Synthetic data generation in paediatrics and paediatric nursing: what, how, and why?
Authors
Affiliations (4)
Affiliations (4)
- Department of Women's and Children's Health, University of Padova, Padova, Italy. Electronic address: [email protected].
- Pediatric Hematology-Oncology and Bone Marrow Transplant Unit, Department of Woman's and Child's Health, Azienda-Ospedale-Università di Padova, Padova, Italy.
- Department of Women's and Children's Health, University of Padova, Padova, Italy; Pediatric Hematology-Oncology and Bone Marrow Transplant Unit, Department of Woman's and Child's Health, Azienda-Ospedale-Università di Padova, Padova, Italy.

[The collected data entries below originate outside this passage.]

PR #27568, opened 2022-12-16
[NEW] PDF Worker service

KevLehman:
## Further comments

OC-500


ee/apps/pdf-worker/src/templates/transcriptTemplate.tsx
```diff
@@ -0,0 +1,291 @@
+import React from 'react';
```
KevLehman, line 1: Ignore most of this file, since it's a dummy template to check if processing works

ee/apps/pdf-worker/src/templates/transcriptTemplate.tsx
```diff
@@ -0,0 +1,291 @@
...
+					</View>
+				</div>
+			</View>
+		</Page>
+	</Document>
+);
+
+export default async (data: any): Promise<NodeJS.ReadableStream> => {
+	return ReactPDF.renderToStream(<OmnichannelTranscript {...{ data }} />);
+};
```
KevLehman, line 291: This is the only interesting part, which is the function the service will eventually call on the template. This is the part that actually renders the file into an stream, then we consume the stream and upload the buffer :)

apps/meteor/server/models/raw/LivechatRooms.js
```diff
@@ -1288,4 +1288,39 @@ export class LivechatRoomsRaw extends BaseRaw {
 			},
 		]);
 	}
+
+	// These 3 methods shouldn't be here :( but current EE model has a meteor dependency
+	// And refactoring it could take time
+	setTranscriptRequestedPdfById(rid) {
```
murtaza98, line 1294: Can you re-use this one? At least based on the imports it doesn't seem to have meteor dependency 
https://github.com/RocketChat/Rocket.Chat/blob/7440e030f1551515b4ec29ff5fd8a6eed894d4a1/apps/meteor/ee/server/models/raw/LivechatRooms.ts#L26

apps/meteor/server/services/messages/service.ts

- IRCCS-Istituto delle Scienze Neurologiche, Bologna, Italy.
Abstract
This paper explores the potential benefits and limitations of synthetic data (SD) in paediatrics, addressing the challenges of data scarcity and privacy concerns in paediatric research. A narrative literature review was conducted, searching PubMed and Scopus databases for relevant publications up to August 2025. The review focused on studies addressing the use, development, or application of SD in paediatric healthcare settings. Synthetic data offers numerous benefits in paediatrics, including enhancing dataset diversity, protecting patient privacy, and enabling AI model development, especially in areas with limited real datasets such as rare diseases. Applications of SD in paediatrics span various fields, including neonatology, oncology, radiology, and neurodevelopmental disorders. However, challenges persist, including potential data bias, ensuring accuracy and quality, privacy concerns, and the lack of standardized guidelines for data generation and validation. While SD demonstrates potential in specific paediatric applications, such as improving AI early warning systems and augmenting datasets for rare conditions, its use requires a structured, actionable framework for evaluation. Future efforts should focus through multi-stakeholder engagement, on developing paediatric-specific guidelines, ensuring fair and safe use of SD, and addressing unique aspects of child development in data synthesis.